Especially if the 1/8 turns to 1/100 because the distribution is not random
uniform _for some_ due to a wrong/bugged mechanism that chooses the
loottables (which all in all viewed together DO have a random uniform
distribution)

> > That's exactly my point, as I already wrote. I'd discount it if it were
> > only ONE streak. It's many concurrently, for weeks (as long as we had
> > the same person opening the instance). It sucks.
>
> There's another reason I don't buy this. For the random-number-seed
> theory to hold water, you'd have to get _exactly_ the same drops from
> week to week -- every single one would have to be identical. That's
> the way random number generators work; seeding them with the same
> number produces exactly the same result every single time. Seeding
> them with a similar number does _not_ produce a similar result -- it
> produces a completely different result. Unless you were getting
> exactly the same loot from week to week -- and by your own admission
> you were not -- then you weren't running with the same random number
> seed.

See the message where I described how I see it works. This theory of mine
does in fact explain it why some are affected and others aren't and also
why it is NOT 100% guaranteed to get drop X.

> You have my sympathies if you've gotten a string of loot you don't
> like, but I don't believe for a second that it's anything other than
> your own luck.

Not just mine.. but oh well. This really is my last answer to this topic.
It eats too much time for too few gains. I need to get some strictly
deterministic work get done now. Thanks for listening and I wish you all
better luck than what happend to us. If not, well I explained how you can
safe the day once the problem is identified.

Jack D

unread,
Dec 8, 2005, 5:05:35 AM12/8/05
to
On 2005-12-08 09:24:25 +0100, "Christian Stauffer"
<wildc...@bluewin.ch> said:

> Why do you think there had to be a relation between the raidleaders class
> and the drops? Noone has been talking about a relation between the
> raidleaders class and the drop tables, why do you?
> As someone said, random number generators use seeds. Assumptions are this
> seeds are based on a character. This could be his charname, his account
> name, the date he joined the guild/the game, anything.

I don't believe for a second that Blizzard will use a static value as
seed. As someone else mentioned already, the most common seed value is
based on the time of the seed taking place. With the top winner here
being the number of seconds elapsed since january 1st 1970 00:10 as
this is the stored time on which the most popular unix time library is
based (and the return value of the time() call). There used to be a
post on the forum somewhere where a Bliz dev tells the pseudorandom
generator they are using and that it can be swapped out for another
algorithm should it prove to be not random enough. I'm also quite sure
Blizzard keeps statistics of about everything that happens in the game,
and if their loot distribution data (which you can expect to be a
couple of 1000 times the size of the datapool allakhazam uses) would
seem off, they'd notice.

I also wouldn't be surprised if they didn't seed a new generator for
each instance. A new generator means at least one number has to be
stored and allocating objects takes resources. So it would make more
sense if they would use a fixed number of generators, making the
generators more widely used and polled a lot, keeping it rotated enough
to increase the randomness factor. When you use recap to track your
crit% or DPS, you will see that after a long enough time, the values
will stabilize around the expected value. Which in itself is proof
enough that their generator has a good distribution.

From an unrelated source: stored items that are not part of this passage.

Issue #2778, opened 2024-05-06
Add abbreviations count to HIX feedback


seluianova:
### Motivation
Follow up to #2358

As part of #2358, we added a display of HIX feedback extracted from the Textlab API response.
Currently we display the following feedback categories:
```
Schachtelsätze
Lange Sätze
Lange Wörter
Sätze im Passiv
Infinitiv-Konstruktionen
Sätze im Nominalstil
Sätze im Futur
```
All of them are extracted **from the root properties** from the response.
For example, to count the number of sentences in the nominative case, we read the property "countNominalStyle", where the number of arrays means the number of sentences.
1 array - means 1 matching sentence:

One question that remains though is how the loot is selected based on
the random value they acquire. Would they roll for each item? Roll once
for each mob? Or itemize an entire instance on a couple of random
numbers?

Jack D

unread,
Dec 8, 2005, 5:20:06 AM12/8/05
to
On 2005-12-08 10:48:56 +0100, Rene <inv...@email.addr> said:

> Consider for one second that thottbot is actually a sample sequence drawn
> from everything that drops. It could now either be a bad sample sequence or
> it could actually just show that the distribution is absolutely not
> conforming to random uniform.

As you spend too much time in this thread, I'll just give my opinion on
one topic ;)

For starters as long as your sample sequence is not big enough, you
can't know if it is a bad sequence or the system is broken, basicly
your data is useless. Add to that the fact that if more than one person
on the same raid submits the drops to thottbot (or allakhazam), the
results are already skewed, this could be witnessed when Nefarian was
killed for the first time and 3 different people in the raid submitted
the loot to Allakhazam, giving a 100% drop chance for 3 specific items
and ignoring all the rest.

BombayMix

unread,
Dec 8, 2005, 5:20:43 AM12/8/05
to
>> Why do you think there had to be a relation between the raidleaders class
>> and the drops? Noone has been talking about a relation between the
>> raidleaders class and the drop tables, why do you?
>> As someone said, random number generators use seeds. Assumptions are this
>> seeds are based on a character. This could be his charname, his account
>> name, the date he joined the guild/the game, anything.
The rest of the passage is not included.